▸ Exercise data:
PR #3409, opened 2024-10-09
fix(api-reference): render tags in tag group order if set

hwkr:
Renders the tags based on the tag group configuration if one is set. I looked at adding the tag group titles but it seemed like maybe too much. We can add them though if we want.

Test file [tagGroups.yaml.zip](https://github.com/user-attachments/files/17302686/tagGroups.yaml.zip)

### DIFF
--- a/.changeset/happy-wolves-glow.md
+++ b/.changeset/happy-wolves-glow.md
@@ -1,0 +1,5 @@
+---
+'@scalar/api-reference': patch
+---
+
+fix(api-reference): render tags in tag group order if set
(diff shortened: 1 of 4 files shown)


hanspagel (changes requested):
Maybe I’m doing it wrong, but this doesn’t render in the correct order:

```yaml
openapi: 3.1.0
info:
  title: Example
  version: '1.0'
tags:
  - name: planets
x-tagGroups:
  - name: galaxy
    tags:
      - foobar
      - planets
paths:
  '/planets':
    get:
      summary: Get all planets
      tags:
        - planets
  '/foobar':
    get:
      summary: Get all foobars
      tags:
        - foobar
```

sidebar has foobar, planets
content has planets, foobar

hwkr:
@hanspagel yeah it was the way I was filtering it, fixed :)

hanspagel (approved):
AWESOME, flawless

▸ Work item: The line with "Maybe I’m doing" through the last line of the entries above: output exactly those lines and nothing else.

▸ Solution for this task:
Maybe I’m doing it wrong, but this doesn’t render in the correct order:

```yaml
openapi: 3.1.0
info:
  title: Example
  version: '1.0'
tags:
  - name: planets
x-tagGroups:
  - name: galaxy
    tags:
      - foobar
      - planets
paths:
  '/planets':
    get:
      summary: Get all planets
      tags:
        - planets
  '/foobar':
    get:
      summary: Get all foobars
      tags:
        - foobar
```

sidebar has foobar, planets
content has planets, foobar

hwkr:
@hanspagel yeah it was the way I was filtering it, fixed :)

hanspagel (approved):
AWESOME, flawless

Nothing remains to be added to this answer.